## Work item:
Identify, in the records below, every line where the string "templates" appears, and copy each such line.
================================
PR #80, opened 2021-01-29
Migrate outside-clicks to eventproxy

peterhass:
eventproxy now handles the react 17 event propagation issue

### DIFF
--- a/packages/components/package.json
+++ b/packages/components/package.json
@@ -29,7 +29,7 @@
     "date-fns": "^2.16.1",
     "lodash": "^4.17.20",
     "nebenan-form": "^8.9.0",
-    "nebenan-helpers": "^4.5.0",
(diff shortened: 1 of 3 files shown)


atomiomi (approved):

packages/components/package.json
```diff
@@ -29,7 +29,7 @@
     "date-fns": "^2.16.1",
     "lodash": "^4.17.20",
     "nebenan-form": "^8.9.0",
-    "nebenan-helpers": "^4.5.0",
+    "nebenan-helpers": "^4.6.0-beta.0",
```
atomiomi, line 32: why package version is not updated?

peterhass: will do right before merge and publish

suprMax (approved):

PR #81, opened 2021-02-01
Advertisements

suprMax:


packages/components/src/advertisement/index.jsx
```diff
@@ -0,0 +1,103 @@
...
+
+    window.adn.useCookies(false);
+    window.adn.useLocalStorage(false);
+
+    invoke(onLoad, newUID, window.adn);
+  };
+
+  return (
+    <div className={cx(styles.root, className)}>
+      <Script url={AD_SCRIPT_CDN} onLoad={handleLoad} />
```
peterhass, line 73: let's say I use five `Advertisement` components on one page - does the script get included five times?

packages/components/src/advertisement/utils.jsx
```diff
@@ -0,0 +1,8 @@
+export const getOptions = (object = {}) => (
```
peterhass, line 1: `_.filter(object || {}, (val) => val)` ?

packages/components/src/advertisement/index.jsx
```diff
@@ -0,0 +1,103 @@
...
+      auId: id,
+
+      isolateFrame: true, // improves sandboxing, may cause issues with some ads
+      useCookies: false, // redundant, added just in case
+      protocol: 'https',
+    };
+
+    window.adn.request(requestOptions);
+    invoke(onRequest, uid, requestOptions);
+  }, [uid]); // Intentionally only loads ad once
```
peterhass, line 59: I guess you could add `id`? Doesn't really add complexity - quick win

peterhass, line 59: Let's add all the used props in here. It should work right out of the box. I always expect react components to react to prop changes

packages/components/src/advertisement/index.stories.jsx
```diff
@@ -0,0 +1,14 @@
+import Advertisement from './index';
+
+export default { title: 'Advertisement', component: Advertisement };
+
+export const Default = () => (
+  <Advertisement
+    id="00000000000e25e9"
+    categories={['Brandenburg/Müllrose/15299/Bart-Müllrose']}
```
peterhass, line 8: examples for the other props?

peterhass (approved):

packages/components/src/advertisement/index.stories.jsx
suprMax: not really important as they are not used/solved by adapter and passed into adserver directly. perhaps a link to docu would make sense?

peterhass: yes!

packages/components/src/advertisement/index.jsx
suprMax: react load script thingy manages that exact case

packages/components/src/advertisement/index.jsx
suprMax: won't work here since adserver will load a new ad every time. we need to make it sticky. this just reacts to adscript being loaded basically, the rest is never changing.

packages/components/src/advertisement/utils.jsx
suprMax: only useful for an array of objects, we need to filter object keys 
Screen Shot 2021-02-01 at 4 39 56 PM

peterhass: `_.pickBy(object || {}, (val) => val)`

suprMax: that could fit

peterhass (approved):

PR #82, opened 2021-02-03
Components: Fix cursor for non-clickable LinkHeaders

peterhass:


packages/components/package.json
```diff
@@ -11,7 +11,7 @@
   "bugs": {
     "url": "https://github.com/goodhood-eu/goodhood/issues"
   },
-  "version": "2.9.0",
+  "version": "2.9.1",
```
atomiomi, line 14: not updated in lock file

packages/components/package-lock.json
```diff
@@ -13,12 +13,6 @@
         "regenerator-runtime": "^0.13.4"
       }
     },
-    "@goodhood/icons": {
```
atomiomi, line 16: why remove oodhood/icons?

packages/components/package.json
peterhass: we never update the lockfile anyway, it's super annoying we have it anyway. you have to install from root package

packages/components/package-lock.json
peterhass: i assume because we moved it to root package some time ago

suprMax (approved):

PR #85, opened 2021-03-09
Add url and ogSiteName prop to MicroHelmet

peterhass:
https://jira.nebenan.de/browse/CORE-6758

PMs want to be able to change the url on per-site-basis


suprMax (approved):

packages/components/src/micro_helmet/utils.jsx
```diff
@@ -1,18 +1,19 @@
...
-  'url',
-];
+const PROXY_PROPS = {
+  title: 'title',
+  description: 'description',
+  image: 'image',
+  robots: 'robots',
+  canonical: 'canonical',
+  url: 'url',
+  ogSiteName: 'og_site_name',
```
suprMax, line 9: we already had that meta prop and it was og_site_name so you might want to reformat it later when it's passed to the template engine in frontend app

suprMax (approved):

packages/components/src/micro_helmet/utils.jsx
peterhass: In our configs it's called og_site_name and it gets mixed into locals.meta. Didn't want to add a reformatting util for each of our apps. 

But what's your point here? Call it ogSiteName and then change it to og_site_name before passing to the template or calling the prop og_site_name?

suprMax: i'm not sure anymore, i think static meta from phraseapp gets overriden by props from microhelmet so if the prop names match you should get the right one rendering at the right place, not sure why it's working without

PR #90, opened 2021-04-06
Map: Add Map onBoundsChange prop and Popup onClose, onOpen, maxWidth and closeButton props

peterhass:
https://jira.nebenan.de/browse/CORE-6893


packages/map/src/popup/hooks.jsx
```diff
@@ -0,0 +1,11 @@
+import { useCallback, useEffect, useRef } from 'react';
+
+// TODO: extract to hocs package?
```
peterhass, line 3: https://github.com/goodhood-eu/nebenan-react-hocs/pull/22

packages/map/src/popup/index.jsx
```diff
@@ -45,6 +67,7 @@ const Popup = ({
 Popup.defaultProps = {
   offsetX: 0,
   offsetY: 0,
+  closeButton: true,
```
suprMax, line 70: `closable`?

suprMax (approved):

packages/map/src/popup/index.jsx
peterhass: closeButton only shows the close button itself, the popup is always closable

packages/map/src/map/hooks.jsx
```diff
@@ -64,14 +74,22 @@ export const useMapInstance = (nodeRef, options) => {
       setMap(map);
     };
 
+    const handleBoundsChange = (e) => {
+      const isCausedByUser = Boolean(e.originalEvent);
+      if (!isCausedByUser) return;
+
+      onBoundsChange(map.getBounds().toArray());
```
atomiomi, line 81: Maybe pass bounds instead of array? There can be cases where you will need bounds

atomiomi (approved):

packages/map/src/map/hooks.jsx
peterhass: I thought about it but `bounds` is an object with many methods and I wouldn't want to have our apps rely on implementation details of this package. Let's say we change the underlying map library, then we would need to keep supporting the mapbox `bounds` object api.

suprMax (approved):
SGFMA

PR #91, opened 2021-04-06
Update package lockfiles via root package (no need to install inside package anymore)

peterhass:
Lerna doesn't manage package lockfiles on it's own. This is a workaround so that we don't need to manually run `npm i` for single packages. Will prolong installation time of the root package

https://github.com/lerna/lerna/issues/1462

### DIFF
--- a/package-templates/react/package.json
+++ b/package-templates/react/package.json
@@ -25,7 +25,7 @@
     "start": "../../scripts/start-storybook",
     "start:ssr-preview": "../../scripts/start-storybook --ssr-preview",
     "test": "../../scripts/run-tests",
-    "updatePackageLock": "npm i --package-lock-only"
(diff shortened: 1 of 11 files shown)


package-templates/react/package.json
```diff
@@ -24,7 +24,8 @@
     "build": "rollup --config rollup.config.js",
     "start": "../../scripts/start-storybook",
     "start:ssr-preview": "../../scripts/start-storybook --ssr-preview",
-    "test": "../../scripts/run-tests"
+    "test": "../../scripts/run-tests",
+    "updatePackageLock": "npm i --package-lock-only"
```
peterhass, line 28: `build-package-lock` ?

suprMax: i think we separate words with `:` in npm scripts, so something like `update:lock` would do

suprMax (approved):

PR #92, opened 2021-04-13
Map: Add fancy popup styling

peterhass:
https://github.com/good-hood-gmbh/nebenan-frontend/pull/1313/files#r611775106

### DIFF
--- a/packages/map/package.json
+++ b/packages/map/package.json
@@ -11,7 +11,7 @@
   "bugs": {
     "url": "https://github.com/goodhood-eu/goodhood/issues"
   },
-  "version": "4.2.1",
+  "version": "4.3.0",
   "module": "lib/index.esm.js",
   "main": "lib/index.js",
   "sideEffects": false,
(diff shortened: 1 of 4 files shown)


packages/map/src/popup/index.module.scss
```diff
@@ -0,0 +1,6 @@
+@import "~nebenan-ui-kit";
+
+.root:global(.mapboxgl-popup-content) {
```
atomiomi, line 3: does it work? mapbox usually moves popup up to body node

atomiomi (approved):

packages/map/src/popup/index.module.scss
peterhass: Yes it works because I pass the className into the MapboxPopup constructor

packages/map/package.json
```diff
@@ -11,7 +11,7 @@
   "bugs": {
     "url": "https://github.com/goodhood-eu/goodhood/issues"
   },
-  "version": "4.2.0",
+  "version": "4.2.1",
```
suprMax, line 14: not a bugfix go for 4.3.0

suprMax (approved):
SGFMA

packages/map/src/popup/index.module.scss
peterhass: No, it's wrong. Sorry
================================
## Expected answer:
--- a/package-templates/react/package.json
+++ b/package-templates/react/package.json
package-templates/react/package.json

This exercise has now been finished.